Here is the heat equation translated into python, and its effect on a storage dispatch:
def heat(l, alpha, time_steps):
'''apply the heat equation to list l, given constants alpha and time_steps'''
return_l = []
for t in range(time_steps):
if len(return_l) != 0:
l = return_l
return_l = []
for i, x in enumerate(l):
if i == 0:
diff = (0 - l[i]) - (l[i] - l[i+1])
return_l.append(l[i] + alpha*diff)
elif i == len(l) - 1:
diff = (l[i-1] - l[i]) - (l[i] - 0)
return_l.append(l[i] + alpha*diff)
else:
diff = (l[i-1] - l[i]) - (l[i] - l[i+1])
return_l.append(l[i] + alpha*diff)
# proportionally correct if boundaries hit, then return new list
sum_r, sum_l = sum(return_l), sum(l)
return [round((sum_l / sum_r)*x, 4) for x in return_l] if sum_l != sum_r else return_l
Other details
The biggest mistake a utility can make is to attempt to charge a battery at the wrong time. In the numerous models that I’ve tested, batteries recharging mid-day have consistently increased the month’s peak. For this reason, it’s best to always play it safe and always charge when consumption is at an absolute low. From what I’ve gathered, this insurance strategy loses only about 1–2% of the optimal possible value captured, and is well worth it, at least until forecast prediction software gets considerably better.

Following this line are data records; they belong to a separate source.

Issue #9210, opened 2018-04-15
GASNet ibv-conduit performance fix available upstream


PHHargrove:
We recently discovered and fixed an issue in GASNet's InfiniBand support on modern HCAs which was leading to Gets under-performing Puts by nearly a factor of 2.

We encourage you to cherry-pick [this commit](https://bitbucket.org/berkeleylab/gasnet/commits/5cb86a7e), which provides more details.  
Alternatively, `GASNET_MAX_MTU=-1` in the environment should have the same effect.

ronawho:
Thanks for the heads up @PHHargrove. I'll bring that commit in this week.

ronawho:
For my future self, since I can never remember how I bring in third-party patches while maintaining committer info: 

```bash
commit=<upstream sha>
wget https://bitbucket.org/berkeleylab/gasnet/commits/${commit}/raw -O ${commit}.diff
git am --directory third-party/gasnet/gasnet-src/ ${commit}.diff
```

PR #9255, opened 2018-04-18
Pull in an upstream GASNet patch for an InfiniBand performance improvement

ronawho:
Pull in an upstream GASNet patch for an InfiniBand performance improvement.
This pulls in:
 - https://bitbucket.org/berkeleylab/gasnet/commits/79315e5fe
 - https://bitbucket.org/berkeleylab/gasnet/commits/5cb86a7e0

Note that the first commit is just a comment change, but without it the real
patch doesn't apply cleanly.

Closes https://github.com/chapel-lang/chapel/issues/9210


ronawho:
@gbtitus just FYI

PR #9257, opened 2018-04-18
Fix chpl tab-completion for home directories with '~'

daviditen:
The tab-completion script was not expanding paths leading with tilde, so it
didn't think e.g. "~/chapel/test/release" was a directory.  Expand this to
an absolute path before trying to decide if it is a directory or not.


daviditen:
Thanks!

PR #9262, opened 2018-04-18
Update miscellaneous standard/package types to use initializers

benharsh:
This PR updates remaining classes and records in standard and package modules to use initializers, either explicitly or via the pragma.

Testing:
- [x] local + futures
- [x] gasnet


benharsh:
@mppf : Could you review the changes in IO and Regexp? The rest seem trivial to me.

modules/standard/IO.chpl
```diff
@@ -1255,16 +1255,22 @@ record file {
...
-pragma "init copy fn"
-proc chpl__initCopy(x: file) {
-  on x.home {
-    qio_file_retain(x._file_internal);
+proc file.init(x: file) {
+  this.home = x.home;
+  this._file_internal = x._file_internal;
+  this.complete();
+  on home {
+    qio_file_retain(_file_internal);
```
mppf: Just curious - why is the 'this.complete' needed, if it is?

benharsh: Hmm, not sure... I thought it was needed, but trying out a few tests it doesn't appear to be necessary.

PR #9271, opened 2018-04-19
Correct how we set the locale name with gasnet local spawning

ronawho:
Correct how we set the locale name. While testing #9148 I noticed that we were
using `<node_name>-<node_id>` instead of just `<node_name>` for configs like
gasnet_ibv.

Previously we only checked for comm=gasnet and spawnfn=L, but this got a few
cases wrong. Specifically, spawnfn only means anything for the udp substrate,
so we don't want to add a node_id for something like ibv. We also weren't
adding the node_id to the gasnet-smp case.

The node/locale name is now `<node_name>-<node_id>` for gasnet-smp or
gasnet-udp w/ GASNET_SPAWNFN=L. Otherwise it is just `<node_name>`

This is a logical followup on #9176. Before that PR we never detected
local-spawning because of an incorrect sys_getenv. Fixing that bug exposed this
bug in the implementation of locale name detection.

### DIFF
--- a/modules/internal/LocaleModelHelpSetup.chpl
+++ b/modules/internal/LocaleModelHelpSetup.chpl
@@ -111,10 +111,10 @@ module LocaleModelHelpSetup {
     // current node.  For this reason (as well), the constructor (or
     // at least this setup method) must be run on the node it is
     // intended to describe.
-    var comm, spawnfn : c_string;
+    var spawnfn: c_string;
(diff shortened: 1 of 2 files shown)


ronawho:
Ran `test/localeModels/dmk/locale_name` with smp, udp (local and real spawning) as well as with ibv. 

Ran a full paratest for udp as well.

PR #9272, opened 2018-04-19
Split against all instances of = in overrides.py

dmk42:
#9013 tried to protect against environment variables that contained equals signs, but may have gone too far.  This reverts a portion of that change by having overrides.py split on all occurrences of the equals sign, not just the first one.

### DIFF
--- a/util/chplenv/overrides.py
+++ b/util/chplenv/overrides.py
@@ -133,7 +133,7 @@ class ChapelConfig(object):
                 if self.skip_line(line, linenum):
                     continue
 
-                var, val = [f.strip() for f in line.split('=', 1)]
+                var, val = [f.strip() for f in line.split('=')]
                 self.chplconfig[var] = val
 
     def skip_line(self, line, linenum):
@@ -147,7 +147,7 @@ class ChapelConfig(object):
 
         # Check for syntax errors
         try:
-            var, val = [f.strip() for f in line.split('=', 1)]
+            var, val = [f.strip() for f in line.split('=')]
         except ValueError:
             self.warnings.append(
             (


dmk42:
@ronawho and @ben-albrecht - This is one possible solution to the failing test.  Is this the right thing, though?

ronawho:
Another solution that makes a little more sense to me would be to split on `' = '`.

dmk42:
Splitting on `'='` and allowing multiple `=` signs passes a full paratest.  Splitting on `' = '` fails `chplenv/chplconfig/correctness/correctness`.  Not that I understand it.

ronawho:
Huh ok, shows what I know. Looks like `val=var` is the documented format, but the scripts allow for an arbitrary amount of whitespace around the `=`.

Maybe just merge this to quiet testing, and open up an issue for how to address it "correctly"? (or wait for @ben-albrecht to comment, he knows this code best)

dmk42:
Thanks.  I will wait for @ben-albrecht so I can get more eyes on this.

ben-albrecht:
> but may have gone too far.

Could you elaborate on what went wrong with the previous split?

dmk42:
If any environment variables contain an `=` sign then we don't see them correctly.  That's what I was trying to correct.

I originally had an `=` sign in `CHPL_TARGET_BACKEND_ARCH`, which is how I found out about the problem.  Later I switched to a different strategy, but left the protection against environment variables containing an `=` sign in, because nobody knows what environment variables that we don't control might contain.

ben-albrecht:
Oh I think I understand now.

The test failed, because the new behavior accepted `CHPL_TASKS == fifo` in a `chplconfig` file instead of printing a warning that the incorrect syntax was used.

Would it be reasonable to still split on the first `=`, but then print a warning if a variable began with the character `=`?

dmk42:
I agree with both of you.

- It would be reasonable to still split on the first `=`, but then print a warning if a variable began with the character `=`.

- Whatever we do, the behavior should be similar between an env var and chplconfig.

ben-albrecht:
> I think my preference would be to leave things as they are now (`CHPL_TASKS==fifo` in env or config file results in `CHPL_TASKS: =fifo`, and just update the test.

I'm fine with this actually. I think it'd be pretty easy to catch this error without a special case error message, as soon as you tried to compile something or called `printchplenv`

ben-albrecht:
> I could merge this now, to stop the errors, and @ben-albrecht could implement the long-term desired behavior at his leisure without a deadline, or

Let's do this. LGTM as is.

dmk42:
Great, thanks to both of you!

PR #9275, opened 2018-04-19
Update various internal types to use initializers

benharsh:
These various internal types are fairly simple and not 'special' like tuples or arrays, and so are easy to convert to initializers.

Testing:
- [x] local + futures
- [x] gasnet
- [x] multilocale task-spawn perf
- [x] single-locale task-spawn perf

### DIFF
--- a/modules/internal/ChapelArray.chpl
+++ b/modules/internal/ChapelArray.chpl
@@ -1008,6 +1008,7 @@ module ChapelArray {
   }
 
 
+  pragma "use default init"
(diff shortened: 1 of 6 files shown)


benharsh:
@ronawho : given your past encounters with EndCount, do you think it's worth doing some perf testing on this branch?

ronawho:
I don't think it's worth doing full perf testing, but I would spot check the empty-task-spawn tests for single-locale and multi-locale.

PR #9103, opened 2018-04-05
Fix problem with --llvm and GASNet with MPI

mppf:
As described in issue #9097, when using --llvm,
the MPI library is not linked with the resulting
executable, resulting in link errors for some GASNet
configurations.

These errors don't come up without --llvm because the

In order to make the dispatch decisions, we use the linear programming python package puLP. The details of the package can be found here — it’s very useful for any kind of operations research. We state an objective function like “minimize the maximum load” while providing the battery’s limitations.
The Results
I tested how the heat equation would impact revenue across the eight ERCOT regions of Texas from 2002 to 2018. To simulate prediction accuracy, I added a normal distribution of noise with 3% standard deviation around the load. I assumed that we had 700kW of storage, where a maximum of 500kW can be dispatched per hour. The functions and testing can be found in this jupyter notebook.
It’s important to clarify that tests were performed on every day’s peak to gather a larger sample. I rely on the assumption that there’s not a significant difference between monthly peaks and daily peaks.

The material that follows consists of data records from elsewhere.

PR #9286, opened 2018-04-20
Add the correct fltk tarball (cp PR #9264)

awallace-cray:
Somehow I added an uncompressed (and misnamed) tarball in #7871. Add the right
one this time. Without this the `tar xzf` fails on linux, though it happens to
work on mac, which is where I tested the original PR.

See https://sourceforge.net/p/chapel/mailman/message/36297481/ for more info


awallace-cray:
git cherry-pick 607d8ce038147145678166283db26863905b191a

Issue #5599, opened 2017-03-09
Organize test/


ben-albrecht:
The `test/` directory is pretty messy. As of writing, here is what the directory hierarchy looks like on master: 

[tree -d $CHPL_HOME/test](https://gist.github.com/ben-albrecht/cc7376bcad9f31fc0a88e3a65ae35709)

This is a **low priority** task, but this issue will allow us to track what is problematic about the current test hierarchy and what can be done to improve it.

For example, an easier first target might be [test/modules](https://gist.github.com/ben-albrecht/cc7376bcad9f31fc0a88e3a65ae35709#file-tree-dat-L551). I think this directory could be significantly cleaned up by consolidating module tests into `standard`, `packages`, and `meta`\* :

```
├── modules
│   ├── standard
│   │   ├── assert
│   │   ├── barrier
│   │   ├── ...
│   ├── packages
│   │   ├── blas
│   │   ├── curl
│   │   ├── ...
│   ├── meta
│   │   ├── ambiguous
│   │   ├── scope
│   │   ├── warnings
│   │   ├── ... 
```

\* `built-ins`, `distributions` and `layouts` could also be included, but they are currently tested elsewhere, so keeping it simple for now.

bradcray:
I don't think 'meta' is right...  the challenge here is that 'test/modules' is currently serving dual purposes:  both testing the language concept of a module (what I think you're calling 'meta', but that sounds way too esoteric for something that's a core component of the language) and the modules that make up the standard library.  I think a cleaner organization would be to make a test/library/ directory that contains the standard/ and packages/ directories you've got above and then a test/modules/ directory that tests the language concept.

bradcray:
(That said, I also want to capture some of the reasons that I generally haven't been supportive of spending the time and energy reorganizing the test/ directory:

* it's not zero effort, which means it distracts from other things that we've identified as higher priorities
* it's not clear to me that the current suboptimal organization is hindering us from making progress or moving the language forward so much as that it isn't as pretty/well-organized as it could be
* git moving files makes it at least slightly more painful to get their history
* moving files when people are working on them can cause challenges

).  To that end I'd be much more supportive of this effort after we've achieved a greater rate of adoption than now.

lydia-duncan:
[...]

PR #9560, opened 2018-05-16
Enable a notest'd MPI test

lydia-duncan:
In looking for extern array examples, I ran across this test, which looked mostly
ready to go but was in a NOTEST directory (due to being submitted before we
had a test setting for it).  Since we didn't otherwise test the functionality in it,
I decided to see what it would take to get it up and running - the
answer was not much!  I copied the execenv and skipif from the multilocale
mpi tests we already run, added a numlocales file since the test doesn't want to
run in a single locale setting, and fixed the .prediff and .good.  With these changes,
the test runs well, so I added it to the gasnet mpi test suite.

The other tests in this directory don't have expected output, so I will save them
for another day.

Verified that the test runs in the appropriate settings, and that the skipif fires
correctly.


ben-albrecht:
Also, FYI @npadmana

ben-albrecht:
These changes seem straightforward to me.

Continuing my campaign of #5599, I'd advocate for moving these tests into `library/packages/MPI` rather than adding this directory to testing, unless there is a good reason not to.

lydia-duncan:
I wasn't sure with a quick glance whether the others were better suited for the multilocale directory or the general one, and figured we would come back to the NOTEST ones faster if they were in a directory with other tests that actually ran (so I didn't want to move test_mpi away from them)

lydia-duncan:
But @npadmana likely has better insight into that

lydia-duncan:
Going to merge now, but Nikhil should feel free to take a look post-merge :)

npadmana:
@lydia-duncan --- thanks for doing this; this looks great!

npadmana:
@lydia-duncan , @ben-albrecht -- I finally got a chance to do a little archaeology to remind myself where this test came from. This was an initial test suite that I had put together for the MPI module. I had started to move some of these tests into ``test/library/packages/MPI/multilocale``, but had never fully finished that move. 

An issue we might run into with the test suite is that it uses blocking MPI calls which is not recommended with ``qthreads``. We've built some wrappers for some of these blocking calls, but not for all (which is probably why I never fully finished migrating all the tests).

I think these should be fine, but we may run into a deadlock (but again, we might not).  

If you'd like, you might want to file a bug report on migrating all of these tests into the official MPI testing repository and assign me to it. We can then fully deprecate this directory....

npadmana:
Final comment -- I think we need to update the skipifs to enforce fifo tasks when using gasnet+mpi, which can deadlock. Just as an aside, I can cause a deadlock on my laptop with gasnet+mpi+qthreads.

lydia-duncan:
#9608 handles this for the test I re-enabled, but not yet for the test/library ones.

Issue #8544, opened 2018-02-21
Improve support for valgrind+gasnet testing


ronawho:
We do nightly single-locale valgrind testing, and that's been incredibly valuable for finding and fixing invalid memory accesses (use-after-free and those sorts of things.)

Unfortunately, multi-locale valgrind testing isn't clean, so it makes diagnosing failures difficult. We should try to clean up multi-locale valgrind testing and run at least a subset of the test suite nightly. For motivation valgrind+gasnet testing would have caught the issue that https://github.com/chapel-lang/chapel/pull/8524 fixed immediately instead of the months it took us to stumble upon it.

I don't think we can expect gasnet+valgrind to work for every configuration, but I'm hoping we can at least get things working for the udp w/ local spawning and smp substrates.

We may also have better luck using an address sanitizer (#6158)

For future reference I found running valgrind manually with `--track-origins=yes` to be helpful for trying to find the origin of the bad memory access.

I tried getting smp and udp conduits working, but I ran into some issues. I timed out trying to get things working, so I'm just noting what I found for future reference:

TL;DR: 

Here's how to try with smp:
```sh
source util/cron/common-valgrind.bash
source util/cron/common-gasnet.bash
export CHPL_COMM_SUBSTRATE=smp
export CHPL_MEM=jemalloc
export CHPL_RT_MAX_HEAP_SIZE=2G
export CHPL_RT_CALL_STACK_SIZE=1M
export GASNET_SUPPRESS=$CHPL_HOME/third-party/gasnet/gasnet-src/other/contrib/gasnet.supp

chpl test/release/examples/hello.chpl -g
valgrind --tool=memcheck -q --trace-children=yes --suppressions=$GASNET_SUPPRESS --track-origins=yes ./hello -nl2
# should be clean (but take ~60s), hello4 will report issues though
```

Here's how to try with udp:
```sh
source util/cron/common-valgrind.bash
source util/cron/common-gasnet.bash
export GASNET_SUPPRESS=$CHPL_HOME/third-party/gasnet/gasnet-src/other/contrib/gasnet.supp
# maybe apply diff below

chpl test/release/examples/hello.chpl -g
valgrind --tool=memcheck -q --trace-children=yes --suppressions=$GASNET_SUPPRESS --track-origins=yes ./hello -nl2

```

SMP:
----
[...]

PR #9561, opened 2018-05-16
Valgrind documentation, with re2 support

psahabu:
The `CHPL_RE2_VALGRIND_SUPPORT` compiler flag was not well documented. This PR creates `Valgrind.rst` to document both the compiler flag and other environment variables needed for `chpl` generated binaries to work with `valgrind`.

This PR also edits `start_test` to require that `CHPL_RE2_VALGRIND_SUPPORT` is set if the `valgrind` and `CHPL_REGEXP` flags are set.


doc/rst/developer/bestPractices/Valgrind.rst
```diff
@@ -0,0 +1,26 @@
...
+------
+
+To run valgrind on an executable generated by the chpl compiler:
+
+.. code-block:: bash
+
+     export CHPL_RT_NUM_THREADS_PER_LOCALE=100
+     export CHPL_TASKS=fifo
+     export CHPL_MEM=cstdlib
+     export CHPL_RE2_VALGRIND_SUPPORT=true
```
ronawho: I would somehow try to note that this may requiring clobbering/rebuilding

doc/rst/developer/bestPractices/Valgrind.rst
```diff
@@ -0,0 +1,26 @@
...
+
+     cd $CHPL_HOME
+     make
+     chpl <program.chpl>
+     valgrind ./<program>
+
+Explanation
+-----------
+
+Some third party libraries in the Chapel runtime will garble the output of
```
ronawho: I would try to describe this a little better than "garble". Something along the lines of:

"""
The above options are needed because not all third-party libraries support valgrind. In particular:
 - jemalloc doesn't doesn't support valgrind, which prevents valgrind from accurately tracking allocations/frees
 -  qthreads performs task-switching in user-space, so valgrind isn't able to keep track of the stack frame correctly
 - re2 intentionally leaves some memory uninitialized for performance reasons (unless `CHPL_RE2_VALGRIND_SUPPORT=true` is set at build time)
 - GASNet support for valgrind is experimental at this time -- see https://github.com/chapel-lang/chapel/issues/8544 for the current status

"""

util/start_test
```diff
@@ -784,6 +784,12 @@ def set_up_general():
         except:
             logger.write("[Error: Could not find valgrind.]")
             finish()
+
+        if "CHPL_REGEXP" in os.environ:
+            if "CHPL_RE2_VALGRIND_SUPPORT" not in os.environ:
+                logger.write("[Error: Rebuild re2 with CHPL_RE2_VALGRIND_SUPPORT set.]")
```
ronawho: I don't know how I feel about this check. I guess it's better than nothing, but since it's a build time option this check can be wrong: 
 - if you had `CHPL_RE2_VALGRIND_SUPPORT` set at build time, but not at start_test time, it will incorrectly error
 - if you have `CHPL_RE2_VALGRIND_SUPPORT` set at start_test time, but not build time, this gives you a false sense of security

PR #9565, opened 2018-05-17
update README, TestSystem.rst for Valgrind.rst

psahabu:
At Vass's suggestion, I have updated `bestPractices/README` and `bestPractices/TestSystem.rst` to reflect the new Valgrind instructions.

### DIFF
--- a/doc/rst/developer/bestPractices/TestSystem.rst
+++ b/doc/rst/developer/bestPractices/TestSystem.rst
@@ -746,6 +746,10 @@ stored in the ``typeTests/`` and ``OOPTests/`` subdirectories.
 If invoked without any arguments, ``start_test`` will start in the current
 directory and recursively look for tests in subdirectories.
 
+If invoked with the ``--valgrind`` flag, ``start_test`` will compile the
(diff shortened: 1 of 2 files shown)


doc/rst/developer/bestPractices/TestSystem.rst
```diff
@@ -746,6 +746,10 @@ stored in the ``typeTests/`` and ``OOPTests/`` subdirectories.
 If invoked without any arguments, ``start_test`` will start in the current
 directory and recursively look for tests in subdirectories.
 
+If invoked with the ``--valgrind`` flag, ``start_test`` will compile the
+program and execute it with ``valgrind``. To learn about best practices with
+``valgrind``, see ``Valgrind.rst``.
```
vasslitvinov: Let us also mention `--valgrindexe`.  For example:

* After "If invoked", use `--valgrindexe` instead of `--valgrind`.
* After the first sentence, add "The flag --valgrind does the same, plus it also runs the compiler under valgrind (which increases testing time compared to --valgrindexe)."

Percent of optimal value obtained if heat equation is applied with given values in the COAST region of ERCOT.
The heat map above shows the percent of optimal value gained when various values of alpha and time step are applied. In ERCOT’s coastal region, if the heat equation is not applied, utilities would gather 28% of optimal peak shaving value. If heat equation is appropriately applied, they capture 46% of optimal.The results for each region of Texas is tabulated below. Every region could be helped by applying this spreading formula. This formula would increase savings anywhere from 20% to 64%.
| Region | Percent captured w/o heat equation | Percent captured w/ heat equation | Percent savings increase | Optimal alpha | Optimal timestep |
|---|---|---|---|---|---|
| NCENT | 35 | 45 | 28 | 0.2 | 1 |
| COAST | 28 | 46 | 64 | 0.25 | 1 |
| EAST | 58 | 72 | 25 | 0.25 | 1 |
| FWEST | 47 | 69 | 32 | 0.25 | 2 |
| NORTH | 62 | 76 | 23 | 0.25 | 1 |
| SCENT | 41 | 57 | 39 | 0.25 | 1 |
| SOUTH | 47 | 65 | 38 | 0.25 | 1 |
| WEST | 63 | 76 | 20 | 0.25 | 1 |
Furthermore, the constants that maximize savings are relatively similar for each region, suggesting that these constants are relatively stable over time and generalizable, though naturally, each utility would have to perform an independent analysis before applying them themselves.
A quick analysis on the NCENT region of Texas revealed that even with 99% accuracy, applying the heat equation would still improve savings. Until our prediction capabilities are as perfect as random effects allow, optimization formulas that take our uncertainty into consideration should be applied and perfected.